# i need a bit of help



## Witch (Aug 30, 2009)

im getting ready to open my own studio.  however, i need to upgrade my lighting kit, as i have an old jtl set.  i cant afford to spend a ton of money on lights though.  so here are a few sets ive been looking at and i would like to get your opinion on which one i should get. or if you have a better suggestion, feel free to let me know.  i will be doing portraiture and modeling photography. my budget is less than $1000 but ideally, less than $700. ive been meaning to update my set for years and now i have reason to do it.  here are the links;

FLUORESCENT PHOTOGRAPHY LIGHTING | VU-PRO COOL V PHOTO LIGHTING KIT | CONTINUOUS STUDIO LIGHTING | SOFTBOX LIGHTING AND ACCESSORIES

SMITH-VICTOR FL130 STROBE PHOTOGRAPHY LIGHTING KIT

V-300 600 W/S UMBRELLA STROBE PHOTOGRAPHY LIGHTING KIT

SOFTBOX PHOTOGRAPHY LIGHTING KIT | JTL SOFTBOX PHOTO LIGHTING EQUIPMENT | STUDIO LIGHTING | STROBE PHOTO LIGHTING| KITS | SOFTBOX LIGHTING AND ACCESSORIES


----------



## Derrel (Aug 30, 2009)

I looked at those sets. I own a single JTL 300 monolight,and am familiar with how it works and what its capabilities are. I would suggest you look at used Speedotron lighting gear on eBay.

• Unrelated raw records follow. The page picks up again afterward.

PR #413, opened 2020-06-23
Paymaster data

drortirosh:


contracts/interfaces/GsnTypes.sol
```diff
@@ -10,6 +10,8 @@ interface GsnTypes {
         uint256 baseRelayFee;
         address relayWorker;
         address paymaster;
+        bytes32 paymasterData;
```
forshtat, line 13: bytes

bytes32 may be not enough for some use-cases

contracts/utils/GsnEip712Library.sol
```diff
@@ -14,7 +14,7 @@ library GsnEip712Library {
     //copied from Forwarder (can't reference string constants even from another library)
     string public constant GENERIC_PARAMS = "address to,bytes data,uint256 value,address from,uint256 nonce,uint256 gas";
 
-    bytes public constant RELAYDATA_TYPE = "RelayData(uint256 gasPrice,uint256 pctRelayFee,uint256 baseRelayFee,address relayWorker,address paymaster)";
+    bytes public constant RELAYDATA_TYPE = "RelayData(uint256 gasPrice,uint256 pctRelayFee,uint256 baseRelayFee,address relayWorker,address paymaster,bytes32 paymasterData,uint256 clientId)";
```
forshtat, line 17: add forwarder please please please please

src/relayclient/GSNConfigurator.ts
```diff
@@ -98,20 +100,30 @@ export function getDependencies (config: GSNConfig, provider?: HttpProvider, ove
...
     transactionValidator,
     pingFilter,
     relayFilter,
-    asyncApprovalData,
+    asyncPaymasterData,
     scoreCalculator,
     config
   }
+
+  // sanity check: overrides must on contain unknown fields.
```
forshtat, line 121: 1. Why not? It can not be accessed by our TypeScript code anyways
2. TypeScript compiler does run such checks for you

src/relayclient/types/Aliases.ts
```diff
@@ -12,8 +12,15 @@ export type IntString = string
  * For legacy reasons, to filter out the relay this filter has to throw.
  * TODO: make ping filtering sane!
  */
+
+export interface PaymasterData {
+  approvalData? : PrefixedHexString
+  paymasterData?: PrefixedHexString
+}
```
forshtat, line 19: PaymasterData.paymasterData? I don't think so

src/relayclient/RelayClient.ts
```diff
@@ -15,9 +15,14 @@ import RelayedTransactionValidator from './RelayedTransactionValidator'
...
-export const EmptyApprovalData: AsyncApprovalData = async (): Promise<PrefixedHexString> => {
-  return await Promise.resolve('0x')
+export const ZERO_BYTES32 = '0x'.padEnd(66, '0')
+
+// generate "approvalData" and "paymasterData" for a request.
+// paymasterData must be valid bytes32 value (defaults to zero-bytes)
+// approvalData is string-encoded bytes array, (defaults to empty array)
+// either field can be missing, and filled with default
+export const EmptyPaymasterData: AsyncPaymasterData = async (): Promise<PaymasterData> => {
+  return await Promise.resolve({})
```
forshtat, line 25: There are exactly 0 reasons to put these 2 in one object in my view

src/relayclient/RelayClient.ts
```diff
@@ -226,12 +231,19 @@ export default class RelayClient {
...
         paymaster,
+        paymasterData: '', // temp value. filled in by asyncPaymasterData, below.
+        clientId: this.config.clientId,
         forwarder: forwarderAddress,
         relayWorker
       }
     }
+    const pmData = await this.asyncPaymasterData(relayRequest)
+    const paymasterData = pmData.paymasterData ?? ZERO_BYTES32
+    const approvalData = pmData.approvalData ?? '0x'
```
forshtat, line 242: meh

test/RelayHubGasCalculations.test.ts
```diff
@@ -32,12 +33,14 @@ contract('RelayHub gas calculations', function ([_, relayOwner, relayWorker, rel
...
 
   const senderNonce = new BN('0')
   const magicNumbers = {
-    arc: 928,
-    pre: 1552,
-    post: 1591
+    arc: 907 + 22,
+    pre: 1486 + 66,
+    post: 1613 - 22
   }
```
forshtat, line 44: https://www.calculator.net/

src/relayclient/RelayClient.ts
```diff
@@ -15,9 +15,14 @@ import RelayedTransactionValidator from './RelayedTransactionValidator'
 import { configureGSN, getDependencies, GSNConfig, GSNDependencies } from './GSNConfigurator'
 import { RelayInfo } from './types/RelayInfo'
 
-// generate "approvalData" for a request. must return string-encoded bytes array
-export const EmptyApprovalData: AsyncApprovalData = async (): Promise<PrefixedHexString> => {
-  return await Promise.resolve('0x')
+export const ZERO_BYTES32 = '0x'.padEnd(66, '0')
```
forshtat, line 18: Aaand you won't be needing this of course

contracts/interfaces/GsnTypes.sol
drortirosh: if you want more signed data that bytes32, then put the rest into approvalData, and just put a hash here. 
No need to make the basic structure overly complex.

src/relayclient/GSNConfigurator.ts
drortirosh: 1. typescript compiler missed it in my test
2. your clients might be using javascript, not typescript, and you hide them from a breaking change (they can set fields that silently gets completely ignored)
3. need to find a library that does runtime schema check, and sanitize input params. can't rely on transpiled language.

src/relayclient/types/Aliases.ts
drortirosh: `interface PaymasterInfo` ?

src/relayclient/RelayClient.ts
drortirosh: they are both dynamic parameters, per-request that are only visible by paymaster's `acceptRelayedCall`.
Why separate them?

src/relayclient/RelayClient.ts
drortirosh: mah ?

src/relayclient/RelayClient.ts
drortirosh: might want to move it to some constants file, but we don't have any in client, only in test.

contracts/interfaces/GsnTypes.sol
forshtat: No need to make client logic overly complex. 
It makes total sense to have bytes and it has zero cost, code or otherwise.

contracts/utils/GsnEip712Library.sol
forshtat: Any response here?

src/relayclient/GSNConfigurator.ts
forshtat: 1. Check your code, do not introduce "sanity checks" to the code you are working with
2. If clients are using JavaScript their lives will be filled with pain and misery and I won't take on myself a mission to make their lives any better.
3. Not as part of Paymaster Data PR, ok? On your free time.

src/relayclient/types/Aliases.ts
forshtat: no interface whatsoever

src/relayclient/RelayClient.ts
forshtat: why unite them in interface?

test/RelayHubGasCalculations.test.ts
forshtat: please use

src/relayclient/RelayClient.ts
forshtat: remove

The 2400 watt-second packs like 2401B's are available for $350-$500 and used 102 light heads are going for $120 or so each on good eBay auctions. I like the 2400-series packs because they give you SIX head outlets,and you can work with them dialled wayyyyyy down in power for portraiture, and yet you have ample power to light an entire set.

It's nice to be able to have power in 1200,800,and 400 watt-second blocks, with 1/3 stop dial-down control. These are professional-grade packs and the light head s like the 102 are very sturdy and will last for years. he 202VF head has a variable flood/narrow beam adjustment feature,and you can get all the modifiers you'll ever need in this system,quite affordably.

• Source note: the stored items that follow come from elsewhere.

PR #416, opened 2020-06-28
GSN-119 Test calling payable function

forshtat:


test/relayclient/RelayProvider.test.ts
```diff
@@ -145,7 +147,32 @@ contract('RelayProvider', function (accounts) {
...
-        realSender: gasLess
+        realSender: gasLess,
+        msgValue: '0',
+        balance: '0'
+      })
+    })
+
+    it('should relay transparently with value', async function () {
+      const value = 1e18.toString()
+      await web3.eth.sendTransaction({
```
drortirosh, line 158: at a minimum, at a comment explaining that it should be a paymaster logic to pass value into the forwrader...
otherwise, this is a WTF-test

forshtat: Well, it tests the behavior of provider, client and forwarder. I came to really hate in-code comments explaining things.

drortirosh: I don't agree. you write "proper" test (e.g paymaster , etc) - or explain why you don't.
Our test code is usage sample

drortirosh: right now, you read and understand it. few days from now, someone will look and really say WTF - why moving money like that, security-racing-whatever. 
At a minimum, say that actual transfer should be done by paymaster (probably by exchanging user's tokens)

drortirosh: I still think this WTF code deserves at least a comment (if we're not adding a proper paymaster)

forshtat: You did add a comment yourself, didn't you, Dror?)

PR #418, opened 2020-06-30
Remove @openzeppelin/test-helpers from relayclient code

dmihal:
The @openzeppelin/test-helpers package is not optimized for client-side projects and has many dependencies. The inclusion of this package causes a number of build issues in webpack.

Furthermore, this package is only used for the ZERO_ADDRESS constant. So I've removed this dependency and hardcoded the constant.


forshtat:
Hello @dmihal 
This is obviously a mistake and should be fixed.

I honestly look at the typical web-sold monolights as "toy lights".


----------



## Witch (Aug 30, 2009)

honestly im a bit wary of ebay.  i have the tendency to get ripped off it seems


----------



## Witch (Sep 1, 2009)

bump?


----------



## Christie Photo (Sep 1, 2009)

Speedotron is a thought.  I have a 2400 black line and a 1200 brown line....  both very old.  I'd rather be working with monolights, but it's not so bad.

With my older units, I find the black line to be much more consistent.  I do think it's a bit much for portraits, and opt for the brown line.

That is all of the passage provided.